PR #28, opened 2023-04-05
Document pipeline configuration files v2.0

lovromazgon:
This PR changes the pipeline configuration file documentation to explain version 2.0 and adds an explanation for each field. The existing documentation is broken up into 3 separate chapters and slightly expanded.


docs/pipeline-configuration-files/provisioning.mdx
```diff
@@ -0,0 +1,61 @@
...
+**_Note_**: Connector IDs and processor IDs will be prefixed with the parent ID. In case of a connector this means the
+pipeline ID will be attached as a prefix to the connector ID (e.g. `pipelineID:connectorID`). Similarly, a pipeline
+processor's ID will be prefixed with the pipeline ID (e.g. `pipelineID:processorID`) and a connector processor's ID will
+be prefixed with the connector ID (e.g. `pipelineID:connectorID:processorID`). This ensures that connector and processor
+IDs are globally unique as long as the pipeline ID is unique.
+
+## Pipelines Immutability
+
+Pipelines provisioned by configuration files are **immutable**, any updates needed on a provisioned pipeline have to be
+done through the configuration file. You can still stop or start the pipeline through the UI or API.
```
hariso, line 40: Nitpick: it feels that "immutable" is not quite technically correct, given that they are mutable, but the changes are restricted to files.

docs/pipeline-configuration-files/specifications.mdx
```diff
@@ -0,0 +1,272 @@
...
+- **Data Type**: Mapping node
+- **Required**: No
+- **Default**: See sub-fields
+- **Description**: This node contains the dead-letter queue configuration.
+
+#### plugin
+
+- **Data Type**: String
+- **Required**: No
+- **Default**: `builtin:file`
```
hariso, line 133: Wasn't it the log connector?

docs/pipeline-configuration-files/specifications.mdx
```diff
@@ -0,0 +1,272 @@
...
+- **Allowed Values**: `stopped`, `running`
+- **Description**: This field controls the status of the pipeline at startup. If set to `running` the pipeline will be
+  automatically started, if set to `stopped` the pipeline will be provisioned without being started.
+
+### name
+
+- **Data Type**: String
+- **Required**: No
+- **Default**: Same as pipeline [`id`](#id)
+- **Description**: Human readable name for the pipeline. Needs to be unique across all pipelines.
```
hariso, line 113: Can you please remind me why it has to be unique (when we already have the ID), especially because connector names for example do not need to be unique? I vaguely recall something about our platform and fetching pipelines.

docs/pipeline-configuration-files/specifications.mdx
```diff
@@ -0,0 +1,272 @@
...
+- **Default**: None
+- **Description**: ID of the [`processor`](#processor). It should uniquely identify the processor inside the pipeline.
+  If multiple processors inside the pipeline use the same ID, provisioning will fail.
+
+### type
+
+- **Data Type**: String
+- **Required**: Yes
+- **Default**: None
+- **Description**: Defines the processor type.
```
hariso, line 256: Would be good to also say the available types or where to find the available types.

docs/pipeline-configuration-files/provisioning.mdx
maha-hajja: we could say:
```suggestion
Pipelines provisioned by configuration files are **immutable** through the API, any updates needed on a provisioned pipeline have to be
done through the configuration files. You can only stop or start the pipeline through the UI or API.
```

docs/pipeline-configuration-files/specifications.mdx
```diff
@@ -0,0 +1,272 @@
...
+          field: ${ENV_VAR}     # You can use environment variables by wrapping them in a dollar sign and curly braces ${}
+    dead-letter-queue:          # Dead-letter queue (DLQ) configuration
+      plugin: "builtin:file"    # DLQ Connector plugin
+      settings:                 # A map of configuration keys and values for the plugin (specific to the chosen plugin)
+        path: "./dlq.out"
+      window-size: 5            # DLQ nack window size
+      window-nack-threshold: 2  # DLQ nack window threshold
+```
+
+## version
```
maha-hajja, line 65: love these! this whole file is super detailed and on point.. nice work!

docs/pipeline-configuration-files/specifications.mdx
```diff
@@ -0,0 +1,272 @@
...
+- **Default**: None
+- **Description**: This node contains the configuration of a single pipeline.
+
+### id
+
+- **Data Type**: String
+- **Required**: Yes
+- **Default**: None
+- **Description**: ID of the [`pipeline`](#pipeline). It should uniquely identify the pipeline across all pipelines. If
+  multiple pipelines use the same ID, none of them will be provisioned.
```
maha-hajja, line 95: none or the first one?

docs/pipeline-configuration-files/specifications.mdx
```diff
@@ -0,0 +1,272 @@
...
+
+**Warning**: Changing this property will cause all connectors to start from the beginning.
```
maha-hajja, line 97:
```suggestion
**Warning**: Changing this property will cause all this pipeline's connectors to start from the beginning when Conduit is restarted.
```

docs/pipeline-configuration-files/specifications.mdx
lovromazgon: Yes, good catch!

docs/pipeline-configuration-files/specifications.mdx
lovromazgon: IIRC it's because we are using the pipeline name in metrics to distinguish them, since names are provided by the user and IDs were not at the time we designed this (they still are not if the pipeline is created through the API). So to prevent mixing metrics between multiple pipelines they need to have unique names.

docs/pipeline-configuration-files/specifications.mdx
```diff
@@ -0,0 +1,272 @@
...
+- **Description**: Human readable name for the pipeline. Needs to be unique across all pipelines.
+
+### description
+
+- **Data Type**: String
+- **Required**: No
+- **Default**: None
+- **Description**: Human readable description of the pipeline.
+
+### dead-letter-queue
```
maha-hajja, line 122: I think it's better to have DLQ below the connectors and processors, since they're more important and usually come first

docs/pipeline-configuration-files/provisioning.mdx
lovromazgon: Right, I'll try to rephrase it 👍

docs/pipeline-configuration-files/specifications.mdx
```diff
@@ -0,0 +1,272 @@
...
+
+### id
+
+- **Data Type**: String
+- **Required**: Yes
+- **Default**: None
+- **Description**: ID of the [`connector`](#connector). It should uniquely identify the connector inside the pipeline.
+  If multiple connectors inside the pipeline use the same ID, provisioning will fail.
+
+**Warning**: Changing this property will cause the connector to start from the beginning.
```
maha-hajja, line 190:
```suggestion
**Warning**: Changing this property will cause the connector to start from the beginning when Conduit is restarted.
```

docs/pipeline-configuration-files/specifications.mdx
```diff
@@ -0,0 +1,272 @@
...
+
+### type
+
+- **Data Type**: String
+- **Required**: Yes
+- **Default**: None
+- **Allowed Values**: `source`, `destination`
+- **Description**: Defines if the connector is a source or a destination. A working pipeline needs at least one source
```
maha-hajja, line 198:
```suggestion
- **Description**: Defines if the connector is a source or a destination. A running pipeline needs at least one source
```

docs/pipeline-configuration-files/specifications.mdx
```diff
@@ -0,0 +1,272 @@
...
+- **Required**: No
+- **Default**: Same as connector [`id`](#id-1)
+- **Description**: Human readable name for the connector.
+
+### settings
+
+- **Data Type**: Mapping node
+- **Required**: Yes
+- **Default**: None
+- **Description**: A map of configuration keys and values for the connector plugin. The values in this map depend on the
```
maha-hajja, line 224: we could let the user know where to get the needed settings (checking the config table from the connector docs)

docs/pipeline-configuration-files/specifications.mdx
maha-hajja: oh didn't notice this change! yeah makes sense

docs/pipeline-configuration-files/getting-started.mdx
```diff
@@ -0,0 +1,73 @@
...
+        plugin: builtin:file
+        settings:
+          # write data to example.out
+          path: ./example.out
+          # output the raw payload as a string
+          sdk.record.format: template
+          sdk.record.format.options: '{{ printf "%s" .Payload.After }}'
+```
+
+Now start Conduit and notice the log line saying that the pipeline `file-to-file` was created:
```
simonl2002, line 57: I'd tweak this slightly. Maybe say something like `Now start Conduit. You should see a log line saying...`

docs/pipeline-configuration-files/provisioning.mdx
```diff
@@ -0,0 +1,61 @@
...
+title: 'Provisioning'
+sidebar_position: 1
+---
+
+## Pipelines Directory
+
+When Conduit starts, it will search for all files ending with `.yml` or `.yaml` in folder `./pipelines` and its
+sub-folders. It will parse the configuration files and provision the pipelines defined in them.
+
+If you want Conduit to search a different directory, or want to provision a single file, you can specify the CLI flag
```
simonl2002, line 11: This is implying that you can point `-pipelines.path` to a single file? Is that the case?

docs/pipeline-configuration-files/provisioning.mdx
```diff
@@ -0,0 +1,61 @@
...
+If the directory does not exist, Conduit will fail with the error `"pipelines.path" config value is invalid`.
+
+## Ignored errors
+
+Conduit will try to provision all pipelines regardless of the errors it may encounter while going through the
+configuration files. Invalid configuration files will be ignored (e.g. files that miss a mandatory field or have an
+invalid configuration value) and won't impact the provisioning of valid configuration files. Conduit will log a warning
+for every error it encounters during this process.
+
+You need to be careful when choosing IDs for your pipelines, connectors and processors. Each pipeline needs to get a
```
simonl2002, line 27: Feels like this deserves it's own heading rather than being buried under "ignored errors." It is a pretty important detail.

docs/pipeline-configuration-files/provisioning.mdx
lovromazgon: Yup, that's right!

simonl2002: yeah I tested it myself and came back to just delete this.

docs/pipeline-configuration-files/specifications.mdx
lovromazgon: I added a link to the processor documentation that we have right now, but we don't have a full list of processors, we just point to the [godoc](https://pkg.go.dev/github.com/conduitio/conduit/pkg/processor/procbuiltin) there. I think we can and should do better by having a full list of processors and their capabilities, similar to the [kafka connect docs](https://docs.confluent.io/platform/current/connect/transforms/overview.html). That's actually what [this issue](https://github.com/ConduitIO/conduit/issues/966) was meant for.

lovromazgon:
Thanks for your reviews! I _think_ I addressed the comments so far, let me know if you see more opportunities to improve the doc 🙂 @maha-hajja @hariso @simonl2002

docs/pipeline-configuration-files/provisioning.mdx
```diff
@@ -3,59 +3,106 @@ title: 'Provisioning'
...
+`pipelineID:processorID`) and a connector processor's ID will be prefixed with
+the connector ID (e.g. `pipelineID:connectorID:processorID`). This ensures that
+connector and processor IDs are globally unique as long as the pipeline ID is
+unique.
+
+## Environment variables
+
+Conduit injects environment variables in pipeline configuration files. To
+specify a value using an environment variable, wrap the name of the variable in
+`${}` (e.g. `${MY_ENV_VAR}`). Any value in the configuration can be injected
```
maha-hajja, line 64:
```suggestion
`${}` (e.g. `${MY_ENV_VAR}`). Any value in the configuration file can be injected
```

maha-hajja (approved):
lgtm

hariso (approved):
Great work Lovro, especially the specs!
---
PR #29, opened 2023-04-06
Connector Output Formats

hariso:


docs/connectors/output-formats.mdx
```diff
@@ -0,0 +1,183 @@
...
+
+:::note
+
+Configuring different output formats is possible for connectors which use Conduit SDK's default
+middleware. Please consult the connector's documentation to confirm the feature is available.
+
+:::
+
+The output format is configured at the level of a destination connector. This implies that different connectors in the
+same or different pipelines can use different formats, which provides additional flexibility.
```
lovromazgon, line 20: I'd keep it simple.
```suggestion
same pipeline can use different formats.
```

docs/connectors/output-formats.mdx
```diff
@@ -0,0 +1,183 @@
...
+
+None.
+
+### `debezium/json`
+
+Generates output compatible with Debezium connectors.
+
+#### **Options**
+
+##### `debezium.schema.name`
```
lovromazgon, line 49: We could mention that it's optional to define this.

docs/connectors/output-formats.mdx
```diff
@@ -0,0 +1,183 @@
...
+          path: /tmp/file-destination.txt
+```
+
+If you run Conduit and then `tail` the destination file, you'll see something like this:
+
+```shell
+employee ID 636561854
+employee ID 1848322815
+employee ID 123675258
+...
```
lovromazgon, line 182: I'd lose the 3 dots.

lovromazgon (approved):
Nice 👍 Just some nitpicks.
--
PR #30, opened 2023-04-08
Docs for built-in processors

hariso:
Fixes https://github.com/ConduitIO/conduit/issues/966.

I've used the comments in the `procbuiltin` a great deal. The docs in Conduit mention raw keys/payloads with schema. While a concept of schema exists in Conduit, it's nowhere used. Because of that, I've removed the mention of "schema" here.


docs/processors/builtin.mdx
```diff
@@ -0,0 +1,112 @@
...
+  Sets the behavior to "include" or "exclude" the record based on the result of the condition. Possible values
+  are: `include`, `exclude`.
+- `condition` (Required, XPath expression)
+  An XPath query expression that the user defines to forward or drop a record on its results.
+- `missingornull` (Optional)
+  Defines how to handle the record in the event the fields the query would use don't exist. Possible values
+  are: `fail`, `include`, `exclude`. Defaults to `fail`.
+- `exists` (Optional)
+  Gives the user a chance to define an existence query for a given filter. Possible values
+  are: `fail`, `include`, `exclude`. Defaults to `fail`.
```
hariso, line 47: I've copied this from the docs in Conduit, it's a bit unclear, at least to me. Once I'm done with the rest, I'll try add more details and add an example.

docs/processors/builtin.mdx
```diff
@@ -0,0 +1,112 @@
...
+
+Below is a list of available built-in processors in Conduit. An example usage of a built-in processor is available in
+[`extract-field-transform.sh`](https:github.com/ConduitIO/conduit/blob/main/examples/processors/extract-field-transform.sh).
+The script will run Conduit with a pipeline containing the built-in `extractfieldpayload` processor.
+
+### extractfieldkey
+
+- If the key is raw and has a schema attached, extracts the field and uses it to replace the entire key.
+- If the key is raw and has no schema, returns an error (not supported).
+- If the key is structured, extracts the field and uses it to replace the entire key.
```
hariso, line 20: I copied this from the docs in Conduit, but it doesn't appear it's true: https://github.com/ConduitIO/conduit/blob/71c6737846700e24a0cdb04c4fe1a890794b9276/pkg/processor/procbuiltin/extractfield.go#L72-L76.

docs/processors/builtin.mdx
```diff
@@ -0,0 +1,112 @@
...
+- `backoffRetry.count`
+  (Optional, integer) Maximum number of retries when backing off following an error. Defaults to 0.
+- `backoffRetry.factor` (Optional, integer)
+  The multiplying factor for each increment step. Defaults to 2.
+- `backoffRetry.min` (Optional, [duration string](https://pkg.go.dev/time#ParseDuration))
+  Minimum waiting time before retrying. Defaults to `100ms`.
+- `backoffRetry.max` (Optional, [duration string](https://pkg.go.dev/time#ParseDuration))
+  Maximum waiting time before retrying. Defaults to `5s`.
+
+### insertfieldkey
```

### What you should do
The required answer is the exact run of lines above starting at the line with "PR #28, opened 2023-04-05" and ending at the line with "This PR changes", with both ends present.

### Reply
PR #28, opened 2023-04-05
Document pipeline configuration files v2.0

lovromazgon:
This PR changes the pipeline configuration file documentation to explain version 2.0 and adds an explanation for each field. The existing documentation is broken up into 3 separate chapters and slightly expanded.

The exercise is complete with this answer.